3. The measurement device according to claim 1, wherein

said through hole has

a first end portion and a second end portion,

a first restraint portion and a second restraint portion provided at said first end portion and said second end portion respectively, in a manner adjacent thereto, for restricting movement of said linear body in a direction other than the direction of the longitudinal axis, and

a detection portion provided between said first restraint portion and said second restraint portion, formed such that said linear body is bent in an arc shape, and expanded in a direction of an inner periphery and a direction of an outer periphery of said linear body bent in the arc shape.

4. The measurement device according to claim 3, wherein

said through hole further has a groove portion provided between said first restraint portion and said second restraint portion and connected to said detection portion, and being greater in length in a direction at a right angle to a direction of insertion of said linear body and a direction of radius of said linear body bent in the arc shape than said detection portion.

5. The measurement device according to claim 4, wherein

said groove portion is connected to an end portion of said detection portion on an inner periphery side of said linear body bent in the arc shape.
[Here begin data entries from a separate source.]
PR #32, opened 2014-12-31
More hyphenation files

cyocum:
Here are the last of the hyphenation files.  The only ones that I did not include are the Greek monotonic and polytonic as I am unsure how Sile handles that when using language codes.  I would assume it is just a hashtable look up but some guide on this would be helpful.


cyocum:
Hi,

This has sat here for a bit.  I was wondering if it got forgotten?

simoncozens:
It did! Sorry!

PR #48, opened 2015-02-13
If we don't do this gTotal.stretch will always be zero 

Nathan22Miles:
and "\vfill .. blah .. \vfill" will not be centered on the page


simoncozens:
I've merged the relevant commit. (I haven't added the lectionary class to the main SILE repo as yet.)

PR #49, opened 2015-02-14
Put core libraries in /usr/lib/sile instead of /usr/share/sile.

oleastre:
/usr/share should only contain architecture independant data.
This is a packaging requirement for various distributions.


simoncozens:
Thank you!

PR #51, opened 2015-02-15
Forgot to modify all-local dependency.

oleastre:
Sorry for this, but I forgot to change all-local definition in src/Makefile.am
This prevent parallel build to work.


simoncozens:
Thanks very much!

PR #57, opened 2015-03-02
Initialize pdf_files to allow the libtexpdf outputter to use PDF files as images.

oleastre:
This is allows me to include a pdf file using `SILE.outputter.drawImage` .
It's a first step towards pdf image support; currently, pdf files cannot be included a using the image package (imagesize lacks pdf support).

### DIFF
--- a/src/justenoughlibtexpdf.c
+++ b/src/justenoughlibtexpdf.c
@@ -24,6 +24,7 @@ int pdf_init (lua_State *L) {
   mediabox.lly = 0.0;
   mediabox.urx = w;
   mediabox.ury = height;
+  texpdf_files_init();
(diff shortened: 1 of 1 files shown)


simoncozens:
Thank you so much for this! This looks great. Maybe we can add some code to `justenoughlibtexpdf` to return bounding boxes rather than using `imagesize`, as that will give us PDF support. The relevant code to steal is here: https://github.com/simoncozens/dvipdfm-x/blob/libtexpdf/xbb.c

oleastre:
I was just looking in that direction as there is already a lot of code dealing with file types and dimension in libtexpdf. 
I will try to solve this in the coming days.

PR #58, opened 2015-03-02
In case of libtexpdf outputter, use it to compute imagesize.

oleastre:
This enables pdf images support in the libtexpdf case.
Other outputters fallback to the imagesize package.


oleastre:
I think I did it... 
I have tested it on a simple file including a pdf image, as well as the sile documentation.

I hope I did not introduced regressions in the cairo and podofo cases.

simoncozens:
Looks great, thank you! I am not altogether too bothered about Cairo at the moment - since it gives horrible output on Linux - and podofo should be considered dead. (It requires various patches to the podofo library to even work at all.) libtexpdf is what we should be aiming at, and anything else is a bonus to help us to get the correct levels of abstraction in our implementation.

PR #59, opened 2015-03-04
Do not silent lua errors

oleastre:
It's easier to debug the class file you're working on, if errors are shown when you test it.


oleastre:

6. The measurement device according to claim 1, wherein

said sensor is attachable to/removable from said main body,

said main body is provided with a marker, and

said sensor detects a position of said marker while it is attached to said main body and corrects the detected degree of bending of said linear body based on the detected position of said marker.

7. The measurement device according to claim 1, wherein

said sensor is an optical line sensor including a light receiver receiving light emitted by a light source, for detecting the degree of bending of said linear body by detecting a position at which a quantity of light received by said light receiver decreases as said linear body cuts off the light emitted by said light source.
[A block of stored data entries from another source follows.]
PR #63, opened 2015-03-21
Tools and chordmode

oleastre:
Here is the chordmode code split in:
- tools for the generic text manipulation
- chordmode that uses the tools package to place the text above the current line.

Simple tools package example that defines an uppercase command that uses the transformContent function:
```
\begin[papersize=a4,class=plain]{document}
\script[src=packages/color]
\begin{script}
local tools = SILE.require("packages/tools").exports
SILE.registerCommand("uppercase", function(options, content)
  SILE.process(tools.transformContent(content, string.upper))
end, "Typeset the enclosed text as uppercase")
\end{script}

First line of text

\begin{uppercase}
This one should be uppercase 
  \color[color=#000090]{blue}, 
  \color[color=#900000]{red}, 
  \color[color=#009000]{green}.
\end{uppercase}
\end{document}
```

This is rendered as: 
tools-example

Note how the transformContent function traverse the whole content tree to transform all contained text.

### DIFF
--- a/packages/chordmode.lua
+++ b/packages/chordmode.lua
@@ -1,0 +1,72 @@
+local tools = SILE.require("packages/tools").exports
+
+local function addChords(text, content)
+  local start, stop, chord, char
+  local index = 1
+  local chordText = nil
+  local result = {}
+  local strlen = string.len(text)
+  
+  repeat
+    start, stop, chord = string.find(text, "<([^>]+)>", index)
+    if stop==nil then
+      table.insert(result, string.sub(text, index))
+      index = strlen+1
+    else
+      -- Parse a new chord
+      if (start-index) > 1 then
+        table.insert(result, string.sub(text, index, start - 1 ))
+      end
+      index = stop + 1
+      start, stop, char = string.find(text, "([<\n])", index)
+      if stop==nil then
+        chordText = string.sub(text, index)
+        index = strlen+1
+      else
+        if(char=='<') then 
+          start = start - 1
+        end
+        chordText = string.sub(text, index, start)
+        index = start
+      end
+      table.insert(result, tools.createCommand(content.pos, content.col, content.line, "ch", {name=chord}, chordText))
+    end
+  until index > strlen
+
+  return result
+end
+
+SILE.registerCommand("ch", function(options, content)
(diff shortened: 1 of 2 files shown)


simoncozens:
Neat. Can you explain what createCommand is for?

simoncozens:
Ignore previous comment, I worked it out. :-)

simoncozens:
OK, a few thoughts; in general I like this a lot. The way you've done transformation by manipulating the parsed AST is excellent, and a lot smarter than I was thinking of. (I was just going to transform the incoming text but that way you can't do stuff like your uppercase example.)

However:

* I'm afraid I don't like the name `tools`. It's the sort of package name that anything and everything will end up getting dumped into. Can we call it `inputmanipulation` or something? (I can't think of a smart name right now but I'm sure there is one.)

* Your chords example works fine (which is the most important thing!) but I think there are simpler ways to implement it. For instance, look at the `SU.gtoke` function in `utilities.lua` and how it is used by `SILE.shapers.harfbuzz.shape`; it provides a generic tokeniser which you can use to pick out the chord tokens.

* We could also simplify the implementation a lot if we had a package which provided commands like TeX's `\smash` `\phantom` `\llap` `\rlap` and so on. These would, e.g. create a hbox which has no width but wraps another hbox, calling the wrapped hbox's output routine from its own output routine. You could then implement `\ch` as something like `\collapse{\raise[height=2.5mm]{\color[color=red]{\process}}}`.

oleastre:
First, thanks for the feed back; I knew there should be smarter ways to implement the chordmode but was in need of some directions. I will have a look a all of this and come back with an improved implementation and probably a separate package for the suggested TeX like commands.

For the "tools" package renaming, what do you think about something short like 'ITM' for 'input tree manipulation' ?

thanks

simoncozens:
ITM only makes sense if you already know what it does. :-) Can we call it "inputfilter"? I'll close this PR and look forward to seeing what you come up with. :-)

oleastre:
Ok will do a pull request just for the inputfilter and will followup with an other one for the chordmode (I still have to figure out how to correctly use gtoke for what I want to do)

PR #64, opened 2015-03-25
Add input AST transformation tools.

oleastre:
Initial version of the inputfilter package with a simple example.


simoncozens:
Lovely, thanks very much! I'll add some documentation later on.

8. The measurement device according to claim 1, comprising a plurality of said sensors, wherein

said conversion circuit converts said degree of bending detected by said plurality of sensors into compressive force and pulling force applied to said linear body.

9. The measurement device according to claim 1, comprising at least one of a visualizing instrument for displaying compressive force and pulling force resulting from conversion by said conversion circuit and an auralizing instrument for converting compressive force and pulling force resulting from conversion by said conversion circuit into voice and sound.
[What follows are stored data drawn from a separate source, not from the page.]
PR #65, opened 2015-03-31
Add a package to typeset chord name above text.

oleastre:
Here is a new version of the chordmode package using SU.gtoke for text parsing and a kind of state machine to process the found tokens. Let me know what you think about that part.

The ``\ch`` command implementation is still buggy (See the line starting with "Complex line" in the example) and as you suggested should be implemented on top of some simple TeX like commands (to be added in another package).

I am working to fix this.

### DIFF
--- a/examples/chordmode.sil
+++ b/examples/chordmode.sil
@@ -1,0 +1,25 @@
+\begin[papersize=a4,class=songbook]{document}
+
+\script[src=packages/chordmode]
+
+\begin{chordmode}
+
+  I've be<G>en a wild rover for many's a <C>year
+
+  And I <G>spent all me <D7>money on whiskey and <G>beer
+
+  But now I'm returning with gold in great <C>store
+
+  And I <G>never will <D7>play The Wild Rover no <G>more.
+
+  Complex line <Am7>b<C5dim>d<Em>
+
+  Line without any chord
+
+  <F> starts with a chord.
+
+  ends with a chord<G>
+
+\end{chordmode}
+
+\end{document}
--- a/packages/chordmode.lua
+++ b/packages/chordmode.lua
@@ -1,0 +1,105 @@
+local inputfilter = SILE.require("packages/inputfilter").exports
+
+local function addChords(text, content)
+  local result = {}
+  local chordName = nil
+  local currentText = ""
+  local process = nil
+  local processText, processChordName, processChordText
+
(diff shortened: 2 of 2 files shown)


simoncozens:
Thanks very much for this! I've included this, and simplified the code somewhat. This will be helpful for something else I am thinking about, which is putting *furigana* (also known as "ruby", phonetic readings) on top of Japanese text.

oleastre:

10. The measurement device according to claim 1, wherein

said linear body is a linear medical appliance for insertion in a vessel in a body.

11. A measurement device for measuring compressive force and pulling force in a direction of a longitudinal axis applied to a linear body having flexibility, comprising:

a sensor for detecting a degree of bending of said linear body; and

said through hole being formed such that the degree of bending of said linear body increases when compressive force is applied to said linear body as compared with when compressive force and pulling force are not applied to said linear body and such that the degree of bending of said linear body decreases when said pulling force is applied to said linear body as compared with when compressive force and pulling force are not applied to said linear body.

12. A medical device comprising the measurement device according to any one of claims 1 to 11.

13. A training device comprising the measurement device according to any one of claims 1 to 11.

14. A measurement method of measuring compressive force and pulling force in a direction of a longitudinal axis applied to a linear body having flexibility, comprising the steps of:

inserting said linear body into a through hole formed to allow bending of said linear body in an arc shape therein and variation in degree of bending of said linear body in accordance with said compressive force and said pulling force;

detecting a degree of bending of said linear body; and

converting detected said degree of bending into a signal indicating compressive force and pulling force applied to said linear body based on prescribed correlation between the degree of bending of said linear body in said through hole and compressive force and pulling force.